We use Gallium's pb_slab infrastructure for this, which is already
used for this purpose in the amdgpu winsys and now zink as well.

Unlike those drivers, we don't use pb_buffer (it doesn't do much) nor
pb_cache (we already have a buffer cache).  Just pb_slab for now.

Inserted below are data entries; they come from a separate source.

PR #6628, opened 2021-09-16
Dvclive output subdirs

daavoo:

None of the changes are strictly required by DVCLive but I feel like the existing output structure could be revisited after the addition of `image` support and the changes to `html` generation (which is now a folder).

This P.R. makes `live` outputs to be ordered in subdirs divided by plot type. Currently `linear` and `images`.
Summary is now generated under `{live_path}/summary.json` instead of `{live_path}.json`.
HTML is now generated under `{live_path}/html` instead of `{live_path}_dvc_plots`.


pared:
We still need to make compatible changes on `dvclive` side, right?

daavoo:
> We still need to make compatible changes on `dvclive` side, right?

Yep. Just wanted to check how this would look on `DVC` side and what are your thoughs

pared:
I believe this is a great idea.  Generating summary and HTML is along the `live` was awkward. Inside, I think its great. One thing to consider is `.dvcignore` -ing HTML if it's produced so that we don't store it.

dberenbaum:
Related: https://github.com/iterative/dvclive/issues/148 and https://github.com/iterative/dvc/pull/6431#discussion_r698317884.

Great idea. I have two questions:

1. Is the images path needed now?
2. Is `linear` the best name for the `.tsv` directory? You might be thinking ahead to https://github.com/iterative/dvclive/issues/82, but I think `linear` is not that intuitive in dvclive for users, especially since it contains the `.tsv` and not the plot. Other ideas:
  a. `metrics`: the `.tsv` files are step-based logs of what would generally be considered metrics in dvc and similar tools.
  b. `scalars`: describes the data type being logged (this is also what's used in tensorboard for their linear plots).

dberenbaum:
Related complaint: https://discord.com/channels/485586884165107732/485596304961962003/915439735256801352. Maybe we should consider reopening this?

dberenbaum:
> There are a few different things that don't seem strictly related to the P.R:

💯 It's not strictly related. Let me open a separate issue to discuss.

Issue #4410, opened 2020-08-18
Make Output files Optional (dvc run)


kailingding:
Hi, I've been using DVC for a while now. Loved it so far.

Recently, I'm working on a pipeline that doesn't always output files that are defined in `dvc run -o` command. In other words, if there is a DVC feature that can cache an output file if existed and ignore it if such a file does not exist, that would be great! Because when running experiments, output files defined with `-o` would not always be outputed.

Here's an example of what I exactly mean:

score.py
```python
import json

if __name__ == "__main__":
    score = {"rmse": 0.98}

    saved = True
    if saved:
        with open("./score.json", 'w') as fp:
            json.dump(score, fp)
```

Terminal
```
>>> git init
>>> dvc init
>>> dvc run -n score  -o ./score.json  python ./score.py
```

After running commands above, a `score.json` would be cached by DVC. 

But when I set
```python
saved = False
```
And run the following command
```
dvc repro ./dvc.yaml
```

The following error occurs
```
ERROR: failed to reproduce 'dvc.yaml': output 'score.json' does not exist
```

If there is a feature that can solve this problem, that would be awesome!

shcheklein:
Discord context: https://discordapp.com/channels/485586884165107732/485596304961962003/745002571353030717

efiop:
For the record: clearly we can't make these optional by-default, as that will be too error-prone in most of the cases. We could consider introducing a special flag for such options, but that would only make sense if we would also make a similar optional dependency flag for stages that might depend on this file, otherwise you might as well just not specify the output at all.

I see that you've already discussed using empty files as placeholders and I would also suggest doing that instead of a special optional dep/out flag. Seems like that workaround is currently working for you just fine, so I would stick to it, since it is a lot less hacky than optional deps/outs that we would have to introduce otherwise. That said, I can see that being a potential advanced feature in the future.

shcheklein:
@kailingding btw, what type of outputs do you need this feature for first? It looks like your case is about logging (optionally) some ML metrics, right? is it a regular DVC metrics files, or some plots (`dvc plots`)?

I'm asking primarily for two reasons - if it's a metrics file, then due to #https://github.com/iterative/dvc/issues/4068#issuecomment-676540417 empty file might not an option? Also, if we this feature is needed mostly for end results (loggers) we might solve it faster by allowing optional leaf outputs I guess.

kailingding:
[...]

PR #6630, opened 2021-09-16
exp init: add basic template support

skshetry:
This adds basic support for templating on `dvc exp init`.
`interactive` and `explicit` are not supported yet. The custom templates are supported, 
but right now, as we don't initialize it in `dvc init`, it has to be added manually in `.dvc/stages` by the
user.  I don't want to add that support yet before having this stable, as we may have some backward incompatible changes, so for testing, you'd have to do `mkdir .dvc/stages` yourself for a while.

The default templates are not usable yet for binary packages users.
Note that the stage is appended after the template has been parsed, validated and then processed by stage when dumping, so it may not reflect the template very well, there may be formatting differences.

I tried using direct updates first, but doing that, it leaves formatting issues generated by templates (like whitespaces, empty newlines, etc.) and comment gets left-shifted. So, I went with the `stage.dump()` option. We could roll back to it if we want to in the future.

In terms of code, all of the stuff related to initialization has been moved to `experiments.init` module, but I am still hesitant to add it to `repo.experiments` as a new API.

Also, it adds a dependency on `jinja2`. Regarding tests, I have only added simple ones and I don't plan to add until this feature starts taking shape.

### DIFF
--- a/dvc/repo/experiments/init.py
+++ b/dvc/repo/experiments/init.py
@@ -59,7 +59,7 @@ def init(
 ):
     from jinja2 import Environment
 
-    from dvc.dvcfile import make_dvcfile
+    from dvc.utils import relpath
     from dvc.stage import check_circular_dependency, check_duplicated_arguments
     from dvc.stage.loader import StageLoader
     from dvc.utils.serialize import LOADERS, parse_yaml_for_update
@@ -94,7 +94,7 @@ def init(
 
     # render, parse yaml and then validate schema
     rendered = template.render(**context, param_names=param_names)
-    template_path = os.path.relpath(template.filename)
+    template_path = relpath(template.filename)
     data = parse_yaml_for_update(rendered, template_path)
     try:
         validated = STAGE_SCHEMA(data)
--- a/dvc/repo/experiments/init.py
+++ b/dvc/repo/experiments/init.py
@@ -59,9 +59,9 @@ def init(
 ):
     from jinja2 import Environment
 
-    from dvc.utils import relpath
     from dvc.stage import check_circular_dependency, check_duplicated_arguments
     from dvc.stage.loader import StageLoader
+    from dvc.utils import relpath
     from dvc.utils.serialize import LOADERS, parse_yaml_for_update
 
     data = compact(data)  # remove None values
--- a/dvc/repo/experiments/init.py
+++ b/dvc/repo/experiments/init.py
@@ -100,7 +100,7 @@ def init(
         validated = STAGE_SCHEMA(data)
     except MultipleInvalid as exc:
         raise DvcException(
-            f"template '{template_path}'"
+            f"template '{template_path}' "
             "failed schema validation while rendering"
         ) from exc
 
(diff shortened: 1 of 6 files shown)


dvc/repo/experiments/init.py
```diff
@@ -0,0 +1,121 @@
...
+
+    # render, parse yaml and then validate schema
+    rendered = template.render(**context, param_names=param_names)
+    template_path = os.path.relpath(template.filename)
+    data = parse_yaml_for_update(rendered, template_path)
+    try:
+        validated = STAGE_SCHEMA(data)
+    except MultipleInvalid as exc:
+        raise DvcException(
+            f"template '{template_path}'"
```
skshetry, line 103:
```suggestion
            f"template '{template_path}' "
```

dvc/repo/experiments/init.py
```diff
@@ -0,0 +1,121 @@
...
+    assert "params" in context
+    # See https://github.com/iterative/dvc/issues/6605 for the support
+    # for depending on all params of a file.
+    param_path = str(context["params"])
+    _, ext = os.path.splitext(param_path)
+    param_names = list(LOADERS[ext](param_path))
+
+    # render, parse yaml and then validate schema
+    rendered = template.render(**context, param_names=param_names)
+    template_path = os.path.relpath(template.filename)
```
skshetry, line 97:
```suggestion
    template_path = relpath(template.filename)
```

dvc/repo/experiments/init.py
```diff
@@ -0,0 +1,121 @@
...
+    data: Dict[str, Optional[object]],
+    template_name: str = None,
+    interactive: bool = False,
+    explicit: bool = False,
+    template_loader: Callable[["Repo"], "BaseLoader"] = get_loader,
+    force: bool = False,
+):
+    from jinja2 import Environment
+
+    from dvc.dvcfile import make_dvcfile
```
skshetry, line 62:
```suggestion
    from dvc.utils import relpath
```

dvc/repo/experiments/init.py
```diff
@@ -0,0 +1,121 @@
...
+    data: Dict[str, Optional[object]],
+    template_name: str = None,
+    interactive: bool = False,
+    explicit: bool = False,
+    template_loader: Callable[["Repo"], "BaseLoader"] = get_loader,
+    force: bool = False,
+):
+    from jinja2 import Environment
+
+    from dvc.stage import check_circular_dependency, check_duplicated_arguments
```
skshetry, line 62:
```suggestion
    from dvc.utils import relpath
    from dvc.stage import check_circular_dependency, check_duplicated_arguments
```

pared:
LGTM so far, 
I have a question regarding:

> The default templates are not usable yet for binary packages users.

Did you already think about how to include that support? I have a similar problem in #6550 and my research led me to `pkg_resources`. I guess it would be good to agree on some convention.

dberenbaum:
> Did you already think about how to include that support? I have a similar problem in #6550 and my research led me to `pkg_resources`. I guess it would be good to agree on some convention.

Yes, it would be great to maintain consistency with #6550 and #4410.

skshetry:
This is stale, superseded by #6681.

skshetry:
> Did you already think about how to include that support? 

I have not research about this yet, as I don't want to add the support till we are done with all the changes with `exp init`. :)

PR #6631, opened 2021-09-16
[WIP] diff: don't use path_info

efiop:
On `get-started-experiments` this shaves off around ~3.5 seconds from 7 seconds total in `dvc diff`.


efiop:
Ok, closing in favor of https://github.com/iterative/dvc/issues/6594 , since have to mess with path_info anyway.

Issue #6482, opened 2021-08-24
machine: list status of created instances


pmrowla:
* [ ] `dvc machine status` should list status of running (`dvc machine create`'d ) instances

Output should be similar to what is displayed in `terraform show` (cloud, IP, instance sizes, etc)

Related to #6263

PR #6633, opened 2021-09-16
`dvc machine`: add a new command `rename` to it

### LINKED ISSUE #6481: machine: support renaming machines
* [ ] `dvc machine rename` should rename `.dvc/config` machine entries
* [ ] `dvc machine rename` should also `terraform state mv` existing instances

Related to #6263

karajan1001:
fix #6481
1. add new command `dvc machine rename`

We can now suballocate BOs at power-of-two (or 3/4 power-of-two)
granularity, between 256B and 2MB.  Beyond that, we use actual GEM
objects as before.  This should save us some memory on current GPUs
where we previously had a minimum allocation granularity of 4K (page
size), but should save us a /ton/ of memory on future GPUs where the
minimum page size is 64K.  Fewer actual GEM objects should also mean
shorter exec_object2 lists passed to the kernel, which could reduce
CPU overhead a bit.  Using large allocations where the underlying
GEM objects correspond with the PTE fragment size may also allow the
kernel to use a more efficient page table layout, improving memory
access times.

This cuts nearly half of the memory usage in a Unity3D demo on a
GPU that uses 64K pages.

Closes: https://gitlab.freedesktop.org/mesa/mesa/-/issues/4722

Acked-by: Paulo Zanoni <paulo.r.zanoni@intel.com>
Part-of: <https://gitlab.freedesktop.org/mesa/mesa/-/merge_requests/12623>
---
 src/gallium/drivers/iris/iris_batch.c  |   2 +
 src/gallium/drivers/iris/iris_bufmgr.c | 344 ++++++++++++++++++++++++-
 src/gallium/drivers/iris/iris_bufmgr.h |   2 +
 3 files changed, 342 insertions(+), 6 deletions(-)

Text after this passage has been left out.